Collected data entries
--------
PR #321, opened 2025-08-29
Add a direct function to execute pre calls

legion2002:


jxom (approved):

src/Orchestrator.sol
```diff
@@ -170,6 +170,42 @@ contract Orchestrator is
         TokenTransferLib.safeTransfer(token, recipient, amount);
     }
 
+    /// @dev DEPRECATION WARNING: This function will be deprecated in the future.
+    /// Allows pre calls to be executed individually, for counterfactual signatures.
+    function executePreCalls(bytes[] calldata encodedPreCalls) public virtual {
+        for (uint256 j; j < encodedPreCalls.length; ++j) {
+            // TODO: Add calldata bounds checks here.
+            SignedCall calldata p = _extractPreCall(encodedPreCalls[j]);
+            address eoa = Math.coalesce(p.eoa, msg.sender);
```
howydev, line 179: i think `msg.sender` is the relayer, right? so this might not work

we have `address(0)` defaulting to the account, will need to remove that optimization in this case

howydev (changes requested):
2 small fixes and it'll be good to go

src/Orchestrator.sol
howydev: coalescing with msg.sender doesnt rly achieves anything in that case right?

legion2002: It does, because you can still use preCalls signed with address(0), if you can call `orchestrator.executePreCalls()`, through the account.

So you don't have to get the user to sign a new precall if they have already signed one with eoa 0. You can just include the call to `orchestrator.executePreCalls()` in some other execution bundler that the account is already signing.

legion2002: Yeah good point, I updated the PR with the additional address field.
Think this is fine, because you can also do the same thing in the intent flow by just placing the precall inside a random eoa's intent.

howydev (approved):

PR #324, opened 2025-08-29
Remove `name` and `version` from 1271Sign domain

legion2002:
This is done to address a request from porto-sdk, which allows latency gains, since they don't have to dynamically fetch the name and the version of the account for each signature request.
--------
• **Aim of the task**
Once more, give all the records exactly as they were written.

• **Finished exercise**
PR #321, opened 2025-08-29
Add a direct function to execute pre calls

legion2002:


jxom (approved):

src/Orchestrator.sol
```diff
@@ -170,6 +170,42 @@ contract Orchestrator is
         TokenTransferLib.safeTransfer(token, recipient, amount);
     }
 
+    /// @dev DEPRECATION WARNING: This function will be deprecated in the future.
+    /// Allows pre calls to be executed individually, for counterfactual signatures.
+    function executePreCalls(bytes[] calldata encodedPreCalls) public virtual {
+        for (uint256 j; j < encodedPreCalls.length; ++j) {
+            // TODO: Add calldata bounds checks here.
+            SignedCall calldata p = _extractPreCall(encodedPreCalls[j]);
+            address eoa = Math.coalesce(p.eoa, msg.sender);
```
howydev, line 179: i think `msg.sender` is the relayer, right? so this might not work

we have `address(0)` defaulting to the account, will need to remove that optimization in this case

howydev (changes requested):
2 small fixes and it'll be good to go

src/Orchestrator.sol
howydev: coalescing with msg.sender doesnt rly achieves anything in that case right?

legion2002: It does, because you can still use preCalls signed with address(0), if you can call `orchestrator.executePreCalls()`, through the account.

So you don't have to get the user to sign a new precall if they have already signed one with eoa 0. You can just include the call to `orchestrator.executePreCalls()` in some other execution bundler that the account is already signing.

legion2002: Yeah good point, I updated the PR with the additional address field.
Think this is fine, because you can also do the same thing in the intent flow by just placing the precall inside a random eoa's intent.

howydev (approved):

PR #324, opened 2025-08-29
Remove `name` and `version` from 1271Sign domain

legion2002:
This is done to address a request from porto-sdk, which allows latency gains, since they don't have to dynamically fetch the name and the version of the account for each signature request.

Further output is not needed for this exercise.